PR #2661, opened 2018-04-12
Update prometheus-grafana-k8s example and documentation

devcfgc:
The current example of how to install the prometheus-grafana-k8s extension used the agentPoolProfile for it (I tried several times to deploy it this way and it didn't work), but the prometheus-grafana-k8s.sh executes some commands that only will work on the master so the installation of the extension must be done in the masterProfile instead.

- [x] documentation
- [x] tested deploying k8s cluster in Azure

### DIFF
--- a/examples/extensions/prometheus-grafana-k8s.json
+++ b/examples/extensions/prometheus-grafana-k8s.json
@@ -7,19 +7,19 @@
     "masterProfile": {
       "count": 1,
       "dnsPrefix": "",
-      "vmSize": "Standard_DS2_v2"
+      "vmSize": "Standard_DS2_v2",
+      "extensions": [
+        {
+          "name": "prometheus-grafana-k8s"
+        }
+      ]
     },
     "agentPoolProfiles": [
       {
         "name": "agentpool1",
         "count": 3,
         "vmSize": "Standard_DS2_v2",
-        "availabilityProfile": "AvailabilitySet",
-        "extensions": [
-          {
-            "name": "prometheus-grafana-k8s"
-          }
-        ]
+        "availabilityProfile": "AvailabilitySet"
       }
     ],
     "linuxProfile": {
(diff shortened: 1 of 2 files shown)


jackfrancis:
@ritazh @trstringer for reviews

trstringer:
> the prometheus-grafana-k8s.sh executes some commands that only will work on the master

Can you be more specific? We have tested out this extension on both master nodes as well as agent nodes successfully. But if there is an issue, we'd love to troubleshoot it.

devcfgc:
@trstringer For example `/usr/bin/docker ps | grep apiserver` will not work in the agent, won't it? but my main concern is that I deployed at least 3 times adding the extension to the agent nodes and it never installed anything... in the master node it works perfectly.

trstringer:
That is a call from a fallback code path to determine if Kubernetes is up and running. You are correct, grepping running containers for the apiserver will only succeed on master, but the first condition there tests for the existence of kubectl, which exists on the agent nodes. So on agent nodes, instead of grepping running containers for apiserver, we run `kubectl cluster-info` to determine if Kubernetes is up and running. So this should be fine on agent nodes.

Regarding other causes why this isn't working when running on your agent nodes, can you send us the logs? They can be retrieved from the agent nodes. Here's a way to grab them:

```
$ ssh -J <adminUsername>@<master_name> \
    <adminUsername>@<agent_name> \
    -- cat /var/log/azure/prometheus-grafana-k8s.log
```

Please pull these logs from all agent nodes.

neurot1cal:
@trstringer Is the recommendation here still to enable this for agentPoolProfile instead of masterProfile?

ritazh:
@neurot1cal Both agentPoolProfile and masterProfile should work. But we recommend users to use agentPoolProfile.

neurot1cal:
@ritazh @trstringer I also noticed that in `prometheus_values.yaml` - `nodeselector` is not set. If there are windows nodes in the cluster, will the deployment script for prometheus be smart enough not to schedule on these?

devcfgc:
Regrettably I don't have time to deal with this PR I'll start working on it again as soon as I can =) thanks everyone for you comments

### [Task statement]
Tally up how many lines in the preceding listing contain the word "examples". Give nothing but the number.

### [Solution to this task]
2